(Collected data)
=== Section Start ===

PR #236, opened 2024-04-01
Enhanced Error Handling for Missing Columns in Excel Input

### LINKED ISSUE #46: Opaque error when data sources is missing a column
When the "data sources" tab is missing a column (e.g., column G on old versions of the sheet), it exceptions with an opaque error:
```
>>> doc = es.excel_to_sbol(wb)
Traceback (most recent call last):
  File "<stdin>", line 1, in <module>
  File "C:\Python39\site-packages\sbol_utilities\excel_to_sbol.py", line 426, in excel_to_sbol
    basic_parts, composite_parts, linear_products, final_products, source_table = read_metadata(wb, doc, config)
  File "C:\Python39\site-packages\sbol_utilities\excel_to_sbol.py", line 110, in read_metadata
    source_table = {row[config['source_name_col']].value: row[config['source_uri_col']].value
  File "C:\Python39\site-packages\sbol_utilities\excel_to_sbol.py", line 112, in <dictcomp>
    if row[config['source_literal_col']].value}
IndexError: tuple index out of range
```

=== Section End ===

Each entry must appear in the reply exactly as written.

PR #236, opened 2024-04-01
Enhanced Error Handling for Missing Columns in Excel Input

### LINKED ISSUE #46: Opaque error when data sources is missing a column
When the "data sources" tab is missing a column (e.g., column G on old versions of the sheet), it exceptions with an opaque error:
```
>>> doc = es.excel_to_sbol(wb)
Traceback (most recent call last):
  File "<stdin>", line 1, in <module>
  File "C:\Python39\site-packages\sbol_utilities\excel_to_sbol.py", line 426, in excel_to_sbol
    basic_parts, composite_parts, linear_products, final_products, source_table = read_metadata(wb, doc, config)
  File "C:\Python39\site-packages\sbol_utilities\excel_to_sbol.py", line 110, in read_metadata
    source_table = {row[config['source_name_col']].value: row[config['source_uri_col']].value
  File "C:\Python39\site-packages\sbol_utilities\excel_to_sbol.py", line 112, in <dictcomp>
    if row[config['source_literal_col']].value}
IndexError: tuple index out of range
```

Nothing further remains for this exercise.